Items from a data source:
PR #280, opened 2020-06-03
Improve handling of SIGQUIT in pg_autoctl processes.

DimCitus:
The supervisor process should relay the urgency of the SIGQUIT signal down
to its sub-processes and it's now the case. Also, the intermediate Postgres
controller service should handle SIGQUIT properly: terminate Postgres, exit
with EXIT_CODE_QUIT (zero), and let the supervisor handle the situation.

WIP: will add `atexit()` calls to manage the resource cleanup (pidfile, semaphore).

Exercise brief: Copy out the line holding "controller service should" along with all lines after it through the end of the entries, exactly and only these.

Exercise answer:
controller service should handle SIGQUIT properly: terminate Postgres, exit
with EXIT_CODE_QUIT (zero), and let the supervisor handle the situation.

WIP: will add `atexit()` calls to manage the resource cleanup (pidfile, semaphore).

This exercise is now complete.